++++ Recorded data

PR #1882, opened 2024-10-30
socketcan: support use of SO_TIMESTAMPING for hardware timestamps

pevsonic:
The current implemenation of socketcan utilises SO_TIMESTAMPNS which only offers system timestamps.

I've looked at how can-utils candump.c configures hardware timestamping and implemented this in socketcan as an option which is disabled by default to avoid any potential adverse impact on existing usage. This is using the same param 'use_system_timestamp' as established by neovi_bus.py.

I've also modified logger.py to provide an additional '-H' flag in the same way that candump does in order to use this functionality.


can/interfaces/socketcan/socketcan.py
```diff
@@ -619,6 +634,7 @@ def __init__(
         self,
         channel: str = "",
         receive_own_messages: bool = False,
+        use_system_timestamp: bool = True,
```
hartkopp, line 637: The new option should tell about the hardware timestamping and not about the system timestamps which is the default for a good reason: It is always available.
The hardware timestamps are read from some CAN controller chips and its support is not very common.

Instead of `use_system_timestamp` I would suggest to provide a new option:
`can_hardware_timestamps: bool = False,`

So when people really know what they are doing, enabling this feature should be possible.

pevsonic: Ill modify to adopt option naming as suggested - makes sense to me.

WRT defaults etc, my initial suggestion of defaulting to SO_TIMESTAMPNS makes sense as I'm a cautious kinda guy. However, reading the kernel docs :
[](https://www.kernel.org/doc/Documentation/networking/timestamping.txt)

I think one should be able to request SOF_TIMESTAMPING_RAW_HARDWARE and either setsockopt() will fail allowing one to fallback to system generated timestamps, or one can use the system timestamp in the cmsg array that's returned.   Annoyingly I don't have enough hardware to test this otherwise Id have had a crack at the same time! Worth thinking about for the future however...

hartkopp: To provide the best user experience, the standard (sw) timestamp should be provided in the best resolution available. In whatever way this can be retrieved by the system.

But the hardware timestamping provides values that might not fit to the common system time. And therefore this should be an explicit setting for people that are aware of such details.

pevsonic: > But the hardware timestamping provides values that might not fit to the common system time. And therefore this should be an explicit setting for people that are aware of such details.

If referencing system time is helpful, given that the system timestamp and hardware timestamp are both returned in a cmsg array, one could potentially read the system timestamp as well for the first received timestamp and calculate the offset which you apply equally to all subsequent frame timestamps. This would add little overhead but would give you equivalent clock time but with the precision of the hardware timestamp?

can/interfaces/socketcan/socketcan.py
```diff
@@ -642,6 +658,9 @@ def __init__(
             channel using :attr:`can.Message.channel`.
         :param receive_own_messages:
             If transmitted messages should also be received by this bus.
+        :param bool can_hardware_timestamps:
+            Use hardware timestamp for can messages if available instead of
+            the system timestamp.
```
zariiii9003, line 663: You could mention `SO_TIMESTAMPNS` and `SO_TIMESTAMPING` here. You could also mention possible pitfalls as @hartkopp mentioned

can/interfaces/socketcan/socketcan.py
```diff
@@ -703,12 +723,25 @@ def __init__(
...
-        self.socket.setsockopt(socket.SOL_SOCKET, constants.SO_TIMESTAMPNS, 1)
+        if not self.can_hardware_timestamps:
+            # Utilise SOF_TIMESTAMPNS interface :
+            # we can always do this since
+            #  1) it is guaranteed to be at least as precise as without
+            #  2) it is available since Linux 2.6.22, and CAN support was only added afterward
+            #     so this is always supported by the kernel
+            self.socket.setsockopt(socket.SOL_SOCKET, constants.SO_TIMESTAMPNS, 1)
+        else:
+            # Utilise SOF_TIMESTAMPNS interface :
```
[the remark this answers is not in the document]
pevsonic: good spot, yes.

can/logger.py
```diff
@@ -46,6 +46,13 @@ def _create_base_argument_parser(parser: argparse.ArgumentParser) -> None:
         choices=sorted(can.VALID_INTERFACES),
     )
 
+    parser.add_argument(
```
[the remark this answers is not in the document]
pevsonic: From my perspective, enabling hardware timestamping is a core feature I use and I imagine others might see it that way too. As an argument, it's availability is advertised by --help. Sending as you suggest would (I don't believe?) have any way for the user to see the args availability without understanding the mechanism and digging into the code to find the arg name. Additionally theres no validation on them so if I used `--can-hard-we-ar-timestamps=True` there'd be no detection of this, failure or feedback to the user. 

Ive not got a big issue with this if you'd like me to drop the argument, but I think there's a solid case for leaving as an argument?

can/interfaces/socketcan/socketcan.py
```diff
@@ -659,6 +678,7 @@ def __init__(
         self.socket = create_socket()
         self.channel = channel
         self.channel_info = f"socketcan channel '{channel}'"
+        self.can_hardware_timestamps = can_hardware_timestamps
```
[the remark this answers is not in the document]
pevsonic: done

can/interfaces/socketcan/socketcan.py
pevsonic: done

can/interfaces/socketcan/socketcan.py
```diff
@@ -642,6 +656,17 @@ def __init__(
             channel using :attr:`can.Message.channel`.
         :param receive_own_messages:
             If transmitted messages should also be received by this bus.
+        :param bool can_hardware_timestamps:
+            Use raw hardware timestamp for can messages if available instead
+            of the system timestamp. By default we use the SO_TIMESTAMPNS
+            interface which provides ns resolution but low accuracy. If your
+            can hardware supports it you can use this parameter to
```
zariiii9003, line 663:
```suggestion
            CAN hardware supports it you can use this parameter to
```

can/logger.py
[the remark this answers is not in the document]
zariiii9003: If only one interface supports this argument, i'd prefer to remove it. Otherwise we could add 100 more interface specific "important" arguments.

can/interfaces/socketcan/socketcan.py
```diff
@@ -642,6 +656,17 @@ def __init__(
...
+            alternatively use the SO_TIMESTAMPING interface and request raw
+            hardware timestamps. These are much higher precision but will
+            almost certainly not be referenced to the time of day. There
+            may be other pitfalls to such as loopback packets reporting with
```
zariiii9003, line 667:
```suggestion
            may be other pitfalls too such as loopback packets reporting with
```

can/interfaces/socketcan/socketcan.py
```diff
@@ -642,6 +656,17 @@ def __init__(
             channel using :attr:`can.Message.channel`.
         :param receive_own_messages:
             If transmitted messages should also be received by this bus.
+        :param bool can_hardware_timestamps:
+            Use raw hardware timestamp for can messages if available instead
```
zariiii9003, line 660:
```suggestion
            Use raw hardware timestamp for CAN messages if available instead
```

pevsonic:
> Any update on this?

I’d love to get it in as I’m using it in derived code we have here and I’m sure it’s helpful, but I’m not sure what changes I need to make to get accepted?

jayceslesar:
> I’d love to get it in as I’m using it in derived code we have here and I’m sure it’s helpful, but I’m not sure what changes I need to make to get accepted?

I think you can just remove the argparse code you added and things should just work as the library knows to just pass in kwargs to the bustype by using the following:

```py
    parser.add_argument(
        "extra_args",
        nargs=argparse.REMAINDER,
        help="The remaining arguments will be used for the interface and "
        "logger/player initialisation. "
        "For example, `-i vector -c 1 --app-name=MyCanApp` is the equivalent "
        "to opening the bus with `Bus('vector', channel=1, app_name='MyCanApp')",
    )
```

So you would just pass 
`--can-hardware-timestamps=True`
like @zariiii9003 commented in the initial review.

This is beneficial because this library acts as an abstraction over many bustypes abstracted over and made to look like CAN buses even though they are not and allows users to pass in arbitrary "kwargs" to the underlying interface that actually gets initialized without having to worry about what arguments actually live on the argument parser object

The rest just look like minor docs changes

pevsonic:
> > I’d love to get it in as I’m using it in derived code we have here and I’m sure it’s helpful, but I’m not sure what changes I need to make to get accepted?
> 
> I think you can just remove the argparse code you added and things should just work as the library knows to just pass in kwargs to the bustype by using the following:
> 
> ```python
>     parser.add_argument(
>         "extra_args",
>         nargs=argparse.REMAINDER,
>         help="The remaining arguments will be used for the interface and "
>         "logger/player initialisation. "
>         "For example, `-i vector -c 1 --app-name=MyCanApp` is the equivalent "
>         "to opening the bus with `Bus('vector', channel=1, app_name='MyCanApp')",
>     )
> ```
> 
> So you would just pass `--can-hardware-timestamps=True` like @zariiii9003 commented in the initial review.
> 
> This is beneficial because this library acts as an abstraction over many bustypes abstracted over and made to look like CAN buses even though they are not and allows users to pass in arbitrary "kwargs" to the underlying interface that actually gets initialized without having to worry about what arguments actually live on the argument parser object
> 
> The rest just look like minor docs changes

That's really helpful thanks! I didn't know that's how kwargs works - while I can get by with Python, I'm really a 'C' guy..! Hopefully that should be enough for a merge now...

++++++++

Your assignment:
Search the entries above for lines containing the word "love", and copy each one.

Solution for this exercise:
I’d love to get it in as I’m using it in derived code we have here and I’m sure it’s helpful, but I’m not sure what changes I need to make to get accepted?
> I’d love to get it in as I’m using it in derived code we have here and I’m sure it’s helpful, but I’m not sure what changes I need to make to get accepted?
> > I’d love to get it in as I’m using it in derived code we have here and I’m sure it’s helpful, but I’m not sure what changes I need to make to get accepted?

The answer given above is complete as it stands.